What the exercise asks> When the word "simulate" appears in a line of the data below, list that line.

Collected data
PR #11364, opened 2022-09-27
[vtexplain] Migrate to pflags

### LINKED ISSUE #11285: Switch flag definitions to be on pflag instead of flag in `package go/cmd/vtexplain`

Current flags:

```
$ git grep -E "\bflag\.[A-Z]" -- go/cmd/vtexplain/*.go
        sqlFlag            = flag.String("sql", "", "A list of semicolon-delimited SQL commands to analyze")
        sqlFileFlag        = flag.String("sql-file", "", "Identifies the file that contains the SQL commands to analyze")
        schemaFlag         = flag.String("schema", "", "The SQL table schema")
        schemaFileFlag     = flag.String("schema-file", "", "Identifies the file that contains the SQL table schema")
        vschemaFlag        = flag.String("vschema", "", "Identifies the VTGate routing schema")
        vschemaFileFlag    = flag.String("vschema-file", "", "Identifies the VTGate routing schema file")
        ksShardMapFlag     = flag.String("ks-shard-map", "", "JSON map of keyspace name -> shard name -> ShardReference object. The inner map is the same as the output of FindAllShardsInKeyspace")
        ksShardMapFileFlag = flag.String("ks-shard-map-file", "", "File containing json blob of keyspace name -> shard name -> ShardReference object")
        numShards          = flag.Int("shards", 2, "Number of shards per keyspace. Passing --ks-shard-map/--ks-shard-map-file causes this flag to be ignored.")
        executionMode      = flag.String("execution-mode", "multi", "The execution mode to simulate -- must be set to multi, legacy-autocommit, or twopc")
        replicationMode    = flag.String("replication-mode", "ROW", "The replication mode to simulate -- must be set to either ROW or STATEMENT")
        normalize          = flag.Bool("normalize", false, "Whether to enable vtgate normalization")
        outputMode         = flag.String("output-mode", "text", "Output in human-friendly text or json")
        dbName             = flag.String("dbname", "", "Optional database target to override normal routing")
        plannerVersionStr  = flag.String("planner-version", "", "Sets the query planner version to use when generating the explain output. Valid values are V3 and Gen4")
        badPlannerVersion  = flag.String("planner_version", "", "Deprecated flag. Use planner-version instead")
        flag.CommandLine.SetOutput(logutil.NewLoggerWriter(logger))
        _flag.SetUsage(flag.CommandLine, _flag.UsageOptions{
                FlagFilter: func(f *flag.Flag) bool {
```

Answer box>
        executionMode      = flag.String("execution-mode", "multi", "The execution mode to simulate -- must be set to multi, legacy-autocommit, or twopc")
        replicationMode    = flag.String("replication-mode", "ROW", "The replication mode to simulate -- must be set to either ROW or STATEMENT")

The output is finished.